**Task brief**. Below are records. Find each line in them that holds the word "getFile" and copy it.

**Materials provided**.

....................

PR #2609, opened 2015-09-17
[v6r14] Bugfixes for GFAL2 plugins

fibbo:
### GFAL2_StorageBase.py
* Changed listDirectory so it works with the extra parameter internalCall
* Fixed protocol for getFile and putFile (from file: to file://)

### GFAL2_SRM2Storage.py
* Setting default protocol to gsiftp because with the default protocols from the CS there are authentication errors
* Added more comments
* Use of super() calls
* Stop question user.replicas while querying metadata because certain endpoints timeout if the file does not exist

### GFAL2_XROOTStorage.py
* Remove checksum check for getFile with XROOT because of permission problems with xroot
* Use of super() calls


Resources/Storage/GFAL2_SRM2Storage.py
```diff
@@ -38,7 +38,13 @@ def __init__( self, storageName, parameters ):
     self.gfal2.set_opt_integer( "SRM PLUGIN", "OPERATION_TIMEOUT", self.gfal2Timeout )
```
chaen: Rather that rewriting the same, just call __setSRMOptionstoDefault

Resources/Storage/GFAL2_StorageBase.py
```diff
@@ -434,14 +434,17 @@ def __getSingleFile( self, src_url, dest_file ):
     params.overwrite = True  # old gfal removed old file first, gfal2 can just overwrite it with this flag set to True
     params.src_spacetoken = self.spaceToken
 
-    params.checksum_check = True if self.checksumType else False
+    if disableChecksum:
```
chaen: params.checksum_check = bool(self.checksumType and not disableChecksum)
(bool casting is maybe not needed)

Resources/Storage/GFAL2_StorageBase.py
```diff
@@ -710,6 +713,9 @@ def __getSingleMetadata( self, path ):
           metadataDict['Unavailable'] = 1
         else:
           metadataDict['Unavailable'] = 0
+        if attributeDict['user.status'] == 'ONLINE_AND_NEARLINE':
```
chaen: First of all this whole part can be very much factorized. Something like
user_status = attributeDict.get('user.status', '')
metadataDict['Cached'] = int('ONLINE' in user_status)
metadataDict['Migrated'] = int('NEARLINE' in user_status)
metadataDict['Lost'] = int(user_status == 'LOST')
metadataDict['Unavailable'] = int(user_status == 'UNAVAILABLE')

Second, all these status are returned by SRM. Does that also work for the other protocol ? The 4 entries in the dict must be present, but if these status (nearline, and so on) are srm specific, then they should be in the srm plugin, not the base class)

chaen:
Comments and explanations about the optional parameters you added are missing

Resources/Storage/GFAL2_StorageBase.py
fibbo: https://github.com/DIRACGrid/DIRAC/commit/9f7f49bdd7d357f72fea966802b2410e8ef418df#diff-b5b53b92cedb0af1928db29712fc47df

In this PR XROOT has this metadata added 'for compatibility with SRM Storage' (migrated is not there though). So for that reason I would keep it in there, unless the XROOT has it for another reason and we don't need it anymore.

chaen: Yes but what you have wont work, since for xroot it should return 'Cached' to 1, and 0 for the rest. Unless 'ONLINE' is also a status returned by gfal2 when querying xroot, which was my other question ?

fibbo: Ah you are right, there is no online status for xroot. I will move that part to the SRM module and extend the XROOT module with the hardcoded version?

chaen: yes, but until I have time to unify, please hardcode in xroot. Or just hardcode it in the base, and have it overwriten by srm

Resources/Storage/GFAL2_StorageBase.py
```diff
@@ -289,7 +289,7 @@ def __putSingleFile( self, src_file, dest_url, sourceSize ):
           errStr = "GFAL2_StorageBase.__putFile: The local source file does not exist or is a directory"
           self.log.error( errStr, src_file )
           return S_ERROR( errStr )
-        src_url = 'file:%s' % src_file
+        src_url = 'file://%s' % os.path.abspath( src_file )
```
chaen: Btw, I just realized that depending where we get the source from, it might already contains 'file://' at the beginning (for example, if it is SRM giving it to us). Please do the test (everywhere obviously) before adding it

Resources/Storage/GFAL2_SRM2Storage.py
```diff
@@ -47,10 +47,13 @@ def __setSRMOptionsToDefault( self ):
...
     self.gfal2.set_opt_string( "SRM PLUGIN", "SPACETOKENDESC", self.spaceToken )
-    self.gfal2.set_opt_string_list( "SRM PLUGIN", "TURL_PROTOCOLS", self.defaultLocalProtocols )
+    self.gfal2.set_opt_integer( "SRM PLUGIN", "REQUEST_LIFETIME", self.gfal2requestLifetime )
+    # Setting the TURL protocol to gsiftp because with other protocols we have authorisation problems
+#    self.gfal2.set_opt_string_list( "SRM PLUGIN", "TURL_PROTOCOLS", self.defaultLocalProtocols )
+    self.gfal2.set_opt_string_list( "SRM PLUGIN", "TURL_PROTOCOLS", ['gsiftp'] )
 
 
-  def _getExtendedAttributes( self, path, protocols = False ):
+  def _getExtendedAttributes( self, path, protocols = False, attributes = None ):
```
chaen: The doc for 'attributes' is missing

Resources/Storage/GFAL2_SRM2Storage.py
```diff
@@ -62,11 +65,24 @@ def _getExtendedAttributes( self, path, protocols = False ):
     '''
     if protocols:
       self.gfal2.set_opt_string_list( "SRM PLUGIN", "TURL_PROTOCOLS", protocols )
-    res = GFAL2_StorageBase._getExtendedAttributes( self, path )
+    res = super( GFAL2_SRM2Storage, self )._getExtendedAttributes( path, attributes )
```
chaen: attributes is a named argument, so name it when you call the method

Resources/Storage/GFAL2_StorageBase.py
```diff
@@ -692,24 +686,15 @@ def __getSingleMetadata( self, path ):
...
-          metadataDict['Lost'] = 1
-        else:
-          metadataDict['Lost'] = 0
-        if attributeDict['user.status'] == 'UNAVAILABLE':
-          metadataDict['Unavailable'] = 1
-        else:
-          metadataDict['Unavailable'] = 0
+    res = self._getExtendedAttributes( path )
+    # add extended attributes to the dict if available
+    if res['OK']:
```
chaen: attributeDict = res.get('Value', {})

chaen:
Review OK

....................

**The completed task**.
* Fixed protocol for getFile and putFile (from file: to file://)
* Remove checksum check for getFile with XROOT because of permission problems with xroot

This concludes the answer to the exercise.